PROBLEM TO WORK ON: Copy out the entries below exactly as they stand, but only from the line containing "PR #293, opened 2025-03-04" through the line containing "### LINKED ISSUE".

(Records drawn from a dataset)
■ ■ ■ ■ ■

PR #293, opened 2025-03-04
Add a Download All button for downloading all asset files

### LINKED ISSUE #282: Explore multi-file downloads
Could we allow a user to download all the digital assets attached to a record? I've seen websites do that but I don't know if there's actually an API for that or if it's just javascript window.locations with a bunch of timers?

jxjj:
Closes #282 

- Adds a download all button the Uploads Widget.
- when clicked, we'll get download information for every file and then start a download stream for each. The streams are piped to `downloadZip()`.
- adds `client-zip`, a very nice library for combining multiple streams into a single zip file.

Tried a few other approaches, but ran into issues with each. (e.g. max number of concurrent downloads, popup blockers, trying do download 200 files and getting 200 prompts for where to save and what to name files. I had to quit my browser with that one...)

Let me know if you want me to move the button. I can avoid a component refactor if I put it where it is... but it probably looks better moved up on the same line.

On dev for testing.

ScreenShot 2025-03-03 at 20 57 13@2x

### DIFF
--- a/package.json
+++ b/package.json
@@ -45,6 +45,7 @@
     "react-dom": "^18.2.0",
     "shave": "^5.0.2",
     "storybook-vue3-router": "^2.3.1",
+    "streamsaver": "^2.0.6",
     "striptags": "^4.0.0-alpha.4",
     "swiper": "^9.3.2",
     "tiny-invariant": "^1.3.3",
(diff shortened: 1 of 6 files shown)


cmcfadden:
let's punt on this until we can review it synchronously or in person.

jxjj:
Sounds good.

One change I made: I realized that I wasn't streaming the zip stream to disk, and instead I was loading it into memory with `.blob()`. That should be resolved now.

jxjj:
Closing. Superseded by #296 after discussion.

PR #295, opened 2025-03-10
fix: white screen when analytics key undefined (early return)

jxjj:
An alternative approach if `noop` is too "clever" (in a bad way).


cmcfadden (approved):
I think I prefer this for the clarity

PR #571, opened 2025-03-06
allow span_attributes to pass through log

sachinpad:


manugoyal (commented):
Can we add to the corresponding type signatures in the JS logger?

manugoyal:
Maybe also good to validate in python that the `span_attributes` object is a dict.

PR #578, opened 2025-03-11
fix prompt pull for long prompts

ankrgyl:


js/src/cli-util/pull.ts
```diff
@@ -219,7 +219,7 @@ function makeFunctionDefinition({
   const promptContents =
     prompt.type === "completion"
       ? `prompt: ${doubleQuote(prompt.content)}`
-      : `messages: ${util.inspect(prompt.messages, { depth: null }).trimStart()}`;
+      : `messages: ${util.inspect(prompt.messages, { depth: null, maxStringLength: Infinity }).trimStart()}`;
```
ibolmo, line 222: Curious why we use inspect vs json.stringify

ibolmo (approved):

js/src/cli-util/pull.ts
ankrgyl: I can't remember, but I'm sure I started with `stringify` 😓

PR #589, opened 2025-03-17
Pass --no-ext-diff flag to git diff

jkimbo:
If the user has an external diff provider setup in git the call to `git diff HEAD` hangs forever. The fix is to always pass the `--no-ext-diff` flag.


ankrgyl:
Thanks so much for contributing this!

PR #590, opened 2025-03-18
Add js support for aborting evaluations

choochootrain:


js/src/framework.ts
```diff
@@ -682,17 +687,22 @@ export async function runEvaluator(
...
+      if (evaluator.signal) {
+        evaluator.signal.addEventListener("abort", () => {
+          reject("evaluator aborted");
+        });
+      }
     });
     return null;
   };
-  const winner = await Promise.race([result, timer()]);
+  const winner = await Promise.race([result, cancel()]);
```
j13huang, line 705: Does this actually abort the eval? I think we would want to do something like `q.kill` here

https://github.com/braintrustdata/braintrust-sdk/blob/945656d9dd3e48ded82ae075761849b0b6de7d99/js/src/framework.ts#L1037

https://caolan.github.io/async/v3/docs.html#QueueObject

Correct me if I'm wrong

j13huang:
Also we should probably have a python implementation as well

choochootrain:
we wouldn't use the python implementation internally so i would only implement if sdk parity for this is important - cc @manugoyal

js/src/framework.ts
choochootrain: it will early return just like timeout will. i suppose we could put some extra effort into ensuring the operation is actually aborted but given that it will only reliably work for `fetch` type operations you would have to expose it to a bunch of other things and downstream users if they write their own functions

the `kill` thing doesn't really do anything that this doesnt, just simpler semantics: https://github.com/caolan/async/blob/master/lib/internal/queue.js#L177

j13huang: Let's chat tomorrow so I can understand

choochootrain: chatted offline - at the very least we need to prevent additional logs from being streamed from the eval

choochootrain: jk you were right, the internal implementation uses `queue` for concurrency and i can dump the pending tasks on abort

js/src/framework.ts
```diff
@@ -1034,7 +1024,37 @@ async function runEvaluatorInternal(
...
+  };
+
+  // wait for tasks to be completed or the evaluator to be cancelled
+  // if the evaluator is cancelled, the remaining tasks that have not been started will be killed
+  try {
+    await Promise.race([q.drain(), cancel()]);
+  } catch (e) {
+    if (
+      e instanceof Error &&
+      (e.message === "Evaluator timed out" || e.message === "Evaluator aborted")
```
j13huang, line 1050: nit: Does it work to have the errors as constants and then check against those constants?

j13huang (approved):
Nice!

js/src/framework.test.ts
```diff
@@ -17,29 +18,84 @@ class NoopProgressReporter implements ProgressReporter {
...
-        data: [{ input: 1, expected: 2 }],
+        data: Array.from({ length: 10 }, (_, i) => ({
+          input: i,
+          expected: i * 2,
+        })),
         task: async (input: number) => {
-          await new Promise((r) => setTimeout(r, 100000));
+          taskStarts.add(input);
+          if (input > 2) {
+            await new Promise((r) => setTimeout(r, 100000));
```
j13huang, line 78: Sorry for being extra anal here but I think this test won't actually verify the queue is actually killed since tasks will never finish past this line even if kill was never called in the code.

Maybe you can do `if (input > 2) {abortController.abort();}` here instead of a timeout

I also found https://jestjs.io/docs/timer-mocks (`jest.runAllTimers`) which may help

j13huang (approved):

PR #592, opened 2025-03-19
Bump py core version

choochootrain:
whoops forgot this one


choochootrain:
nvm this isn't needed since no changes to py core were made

■ ■ ■ ■ ■

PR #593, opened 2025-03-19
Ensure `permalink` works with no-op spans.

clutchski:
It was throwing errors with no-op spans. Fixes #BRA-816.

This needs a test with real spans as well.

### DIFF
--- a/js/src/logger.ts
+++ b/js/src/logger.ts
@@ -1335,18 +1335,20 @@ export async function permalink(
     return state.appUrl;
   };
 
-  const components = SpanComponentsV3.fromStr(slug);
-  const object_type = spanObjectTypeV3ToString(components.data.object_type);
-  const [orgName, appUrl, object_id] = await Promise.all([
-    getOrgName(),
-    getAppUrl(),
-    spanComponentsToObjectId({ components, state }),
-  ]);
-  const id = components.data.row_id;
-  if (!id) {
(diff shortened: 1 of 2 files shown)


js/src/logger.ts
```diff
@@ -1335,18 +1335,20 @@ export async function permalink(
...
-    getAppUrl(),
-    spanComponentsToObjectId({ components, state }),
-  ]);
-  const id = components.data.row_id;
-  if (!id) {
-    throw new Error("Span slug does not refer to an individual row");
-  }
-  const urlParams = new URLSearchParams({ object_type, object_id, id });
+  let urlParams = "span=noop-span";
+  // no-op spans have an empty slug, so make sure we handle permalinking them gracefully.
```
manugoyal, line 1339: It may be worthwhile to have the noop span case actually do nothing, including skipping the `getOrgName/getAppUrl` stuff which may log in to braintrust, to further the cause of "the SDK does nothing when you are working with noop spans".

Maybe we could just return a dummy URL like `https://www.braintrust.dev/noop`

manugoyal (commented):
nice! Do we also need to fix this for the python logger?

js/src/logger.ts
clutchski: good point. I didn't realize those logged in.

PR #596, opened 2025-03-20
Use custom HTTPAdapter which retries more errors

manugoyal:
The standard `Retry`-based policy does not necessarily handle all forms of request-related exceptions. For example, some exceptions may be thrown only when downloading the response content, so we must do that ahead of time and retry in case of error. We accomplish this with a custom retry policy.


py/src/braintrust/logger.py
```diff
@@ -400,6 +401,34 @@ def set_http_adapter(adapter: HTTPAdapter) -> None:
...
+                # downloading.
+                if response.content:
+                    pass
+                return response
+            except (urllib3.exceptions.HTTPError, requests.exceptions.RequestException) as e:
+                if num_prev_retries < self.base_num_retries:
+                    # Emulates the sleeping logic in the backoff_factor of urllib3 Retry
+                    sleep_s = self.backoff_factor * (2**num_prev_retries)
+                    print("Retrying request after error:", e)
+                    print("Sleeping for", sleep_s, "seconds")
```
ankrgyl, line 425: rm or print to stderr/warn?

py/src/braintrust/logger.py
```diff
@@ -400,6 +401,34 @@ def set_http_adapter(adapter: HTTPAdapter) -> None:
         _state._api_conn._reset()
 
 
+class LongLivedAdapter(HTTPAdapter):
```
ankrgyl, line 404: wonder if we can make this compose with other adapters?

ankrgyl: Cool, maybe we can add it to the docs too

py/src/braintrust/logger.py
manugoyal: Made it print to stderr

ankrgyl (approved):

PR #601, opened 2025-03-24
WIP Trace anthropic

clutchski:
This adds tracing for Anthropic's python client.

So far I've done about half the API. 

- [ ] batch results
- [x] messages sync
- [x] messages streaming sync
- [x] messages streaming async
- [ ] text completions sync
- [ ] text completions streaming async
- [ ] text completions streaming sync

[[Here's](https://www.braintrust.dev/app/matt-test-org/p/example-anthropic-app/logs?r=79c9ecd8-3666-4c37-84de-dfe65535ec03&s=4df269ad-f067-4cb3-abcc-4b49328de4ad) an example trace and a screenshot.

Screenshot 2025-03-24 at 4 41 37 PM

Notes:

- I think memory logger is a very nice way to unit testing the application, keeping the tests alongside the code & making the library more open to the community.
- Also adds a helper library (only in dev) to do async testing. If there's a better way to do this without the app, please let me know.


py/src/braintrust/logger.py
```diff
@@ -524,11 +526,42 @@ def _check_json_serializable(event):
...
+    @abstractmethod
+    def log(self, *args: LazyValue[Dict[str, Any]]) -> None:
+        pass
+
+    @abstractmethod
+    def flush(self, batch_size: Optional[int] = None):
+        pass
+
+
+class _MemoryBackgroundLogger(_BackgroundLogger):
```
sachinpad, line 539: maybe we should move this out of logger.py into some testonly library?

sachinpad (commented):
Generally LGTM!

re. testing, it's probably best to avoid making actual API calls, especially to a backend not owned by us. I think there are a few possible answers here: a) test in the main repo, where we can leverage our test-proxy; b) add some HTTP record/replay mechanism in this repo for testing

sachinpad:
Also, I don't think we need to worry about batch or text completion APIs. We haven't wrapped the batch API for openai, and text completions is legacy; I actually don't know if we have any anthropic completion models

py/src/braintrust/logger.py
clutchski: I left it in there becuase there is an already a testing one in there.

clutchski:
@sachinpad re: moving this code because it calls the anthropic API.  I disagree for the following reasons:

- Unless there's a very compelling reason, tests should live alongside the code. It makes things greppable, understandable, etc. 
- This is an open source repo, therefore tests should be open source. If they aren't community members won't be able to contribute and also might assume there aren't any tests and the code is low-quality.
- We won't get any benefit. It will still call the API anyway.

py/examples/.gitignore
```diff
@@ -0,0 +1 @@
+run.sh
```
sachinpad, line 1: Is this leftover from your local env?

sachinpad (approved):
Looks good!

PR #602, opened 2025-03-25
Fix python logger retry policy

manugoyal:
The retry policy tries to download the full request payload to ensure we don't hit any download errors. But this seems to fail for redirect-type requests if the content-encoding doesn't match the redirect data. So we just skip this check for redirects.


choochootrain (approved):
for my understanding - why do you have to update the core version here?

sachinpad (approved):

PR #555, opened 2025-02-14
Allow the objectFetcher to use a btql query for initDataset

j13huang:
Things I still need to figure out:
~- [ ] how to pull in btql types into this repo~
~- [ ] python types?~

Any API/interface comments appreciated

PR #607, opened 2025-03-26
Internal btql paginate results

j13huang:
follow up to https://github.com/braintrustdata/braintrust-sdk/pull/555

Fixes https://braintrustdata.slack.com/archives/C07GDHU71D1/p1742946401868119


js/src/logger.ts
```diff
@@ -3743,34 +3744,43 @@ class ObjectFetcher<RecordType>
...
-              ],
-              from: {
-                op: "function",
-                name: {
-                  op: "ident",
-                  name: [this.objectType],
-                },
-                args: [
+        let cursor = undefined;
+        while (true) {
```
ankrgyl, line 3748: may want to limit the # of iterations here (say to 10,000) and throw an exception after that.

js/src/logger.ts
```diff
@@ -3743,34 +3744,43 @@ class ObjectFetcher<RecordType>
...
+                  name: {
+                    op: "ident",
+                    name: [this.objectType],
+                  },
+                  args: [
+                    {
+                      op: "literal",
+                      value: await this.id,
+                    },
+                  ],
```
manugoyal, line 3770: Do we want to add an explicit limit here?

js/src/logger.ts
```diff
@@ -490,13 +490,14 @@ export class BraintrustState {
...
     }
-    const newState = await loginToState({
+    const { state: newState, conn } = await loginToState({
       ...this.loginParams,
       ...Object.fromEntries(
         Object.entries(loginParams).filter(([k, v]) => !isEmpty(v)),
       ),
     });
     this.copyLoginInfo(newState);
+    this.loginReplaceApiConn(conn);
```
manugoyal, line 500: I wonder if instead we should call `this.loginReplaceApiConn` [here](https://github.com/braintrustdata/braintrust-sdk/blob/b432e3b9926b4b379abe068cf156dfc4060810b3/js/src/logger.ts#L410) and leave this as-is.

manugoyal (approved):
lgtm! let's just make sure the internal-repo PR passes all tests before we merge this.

■ ■ ■ ■ ■

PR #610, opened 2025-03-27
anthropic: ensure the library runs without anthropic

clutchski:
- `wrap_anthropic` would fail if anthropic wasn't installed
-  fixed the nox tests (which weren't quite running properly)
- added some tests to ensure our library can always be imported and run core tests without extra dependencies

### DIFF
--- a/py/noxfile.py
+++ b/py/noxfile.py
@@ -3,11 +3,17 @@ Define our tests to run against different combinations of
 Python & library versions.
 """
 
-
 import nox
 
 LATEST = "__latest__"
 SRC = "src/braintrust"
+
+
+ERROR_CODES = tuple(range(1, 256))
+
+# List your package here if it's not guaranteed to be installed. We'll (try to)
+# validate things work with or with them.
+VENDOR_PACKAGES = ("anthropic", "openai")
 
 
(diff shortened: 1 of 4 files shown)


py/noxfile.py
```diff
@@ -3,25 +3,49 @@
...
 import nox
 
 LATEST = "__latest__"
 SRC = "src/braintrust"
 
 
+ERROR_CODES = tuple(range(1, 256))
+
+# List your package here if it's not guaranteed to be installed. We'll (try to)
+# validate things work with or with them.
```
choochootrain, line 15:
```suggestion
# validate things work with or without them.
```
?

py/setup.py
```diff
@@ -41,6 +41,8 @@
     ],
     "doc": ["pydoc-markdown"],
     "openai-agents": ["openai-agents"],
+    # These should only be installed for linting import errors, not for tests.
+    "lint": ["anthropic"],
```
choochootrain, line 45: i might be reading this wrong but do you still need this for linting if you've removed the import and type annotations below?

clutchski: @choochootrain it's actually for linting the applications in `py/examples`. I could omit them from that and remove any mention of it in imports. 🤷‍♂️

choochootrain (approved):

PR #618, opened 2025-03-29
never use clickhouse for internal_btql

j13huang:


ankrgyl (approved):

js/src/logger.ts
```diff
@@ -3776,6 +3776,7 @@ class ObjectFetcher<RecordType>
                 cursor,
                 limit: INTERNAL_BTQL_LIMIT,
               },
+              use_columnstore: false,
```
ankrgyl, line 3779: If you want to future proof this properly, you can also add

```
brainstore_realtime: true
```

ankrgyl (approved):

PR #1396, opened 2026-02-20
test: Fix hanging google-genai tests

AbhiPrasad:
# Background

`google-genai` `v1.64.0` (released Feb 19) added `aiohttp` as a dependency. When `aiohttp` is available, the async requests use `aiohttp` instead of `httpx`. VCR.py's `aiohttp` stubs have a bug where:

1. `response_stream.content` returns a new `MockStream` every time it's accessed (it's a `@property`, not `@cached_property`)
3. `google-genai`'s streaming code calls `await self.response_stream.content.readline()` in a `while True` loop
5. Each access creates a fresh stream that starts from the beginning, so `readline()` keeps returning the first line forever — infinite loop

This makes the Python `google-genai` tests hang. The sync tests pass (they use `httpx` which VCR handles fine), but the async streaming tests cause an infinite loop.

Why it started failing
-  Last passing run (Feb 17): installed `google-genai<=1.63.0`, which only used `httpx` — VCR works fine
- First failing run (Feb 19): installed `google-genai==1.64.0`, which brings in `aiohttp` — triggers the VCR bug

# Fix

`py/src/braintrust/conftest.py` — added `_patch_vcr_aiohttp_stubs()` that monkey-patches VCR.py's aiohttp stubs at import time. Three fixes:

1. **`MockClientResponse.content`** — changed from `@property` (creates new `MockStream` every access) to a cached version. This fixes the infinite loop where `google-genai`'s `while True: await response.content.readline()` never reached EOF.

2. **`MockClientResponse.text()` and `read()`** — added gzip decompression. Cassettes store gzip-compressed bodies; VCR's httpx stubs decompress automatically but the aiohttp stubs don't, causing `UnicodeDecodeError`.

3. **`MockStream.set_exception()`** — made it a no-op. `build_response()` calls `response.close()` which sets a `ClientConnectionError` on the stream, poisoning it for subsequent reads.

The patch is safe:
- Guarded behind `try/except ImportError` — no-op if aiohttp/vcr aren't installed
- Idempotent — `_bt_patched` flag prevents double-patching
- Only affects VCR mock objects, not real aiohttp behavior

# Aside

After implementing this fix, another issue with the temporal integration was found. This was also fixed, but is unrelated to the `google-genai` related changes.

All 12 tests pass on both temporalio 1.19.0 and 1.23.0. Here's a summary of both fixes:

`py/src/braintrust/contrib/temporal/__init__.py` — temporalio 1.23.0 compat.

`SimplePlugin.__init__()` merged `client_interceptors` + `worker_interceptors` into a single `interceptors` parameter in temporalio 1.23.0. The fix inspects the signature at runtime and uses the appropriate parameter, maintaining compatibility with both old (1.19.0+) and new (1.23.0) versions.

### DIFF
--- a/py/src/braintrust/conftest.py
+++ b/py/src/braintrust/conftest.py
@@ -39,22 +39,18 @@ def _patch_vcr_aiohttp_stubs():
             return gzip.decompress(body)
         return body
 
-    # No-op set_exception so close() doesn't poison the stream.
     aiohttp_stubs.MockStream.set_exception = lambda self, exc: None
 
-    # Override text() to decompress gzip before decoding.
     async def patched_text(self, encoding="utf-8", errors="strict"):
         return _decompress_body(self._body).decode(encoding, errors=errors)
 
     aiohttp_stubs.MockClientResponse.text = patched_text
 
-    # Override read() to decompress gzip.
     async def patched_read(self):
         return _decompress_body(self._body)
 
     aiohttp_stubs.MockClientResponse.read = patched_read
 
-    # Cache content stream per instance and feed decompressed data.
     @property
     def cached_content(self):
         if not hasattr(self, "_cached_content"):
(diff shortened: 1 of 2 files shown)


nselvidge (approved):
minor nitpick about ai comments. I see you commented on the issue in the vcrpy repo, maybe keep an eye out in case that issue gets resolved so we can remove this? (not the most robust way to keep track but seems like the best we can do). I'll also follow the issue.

■ ■ ■ ■ ■

EXERCISE SOLUTION:
PR #293, opened 2025-03-04
Add a Download All button for downloading all asset files

### LINKED ISSUE #282: Explore multi-file downloads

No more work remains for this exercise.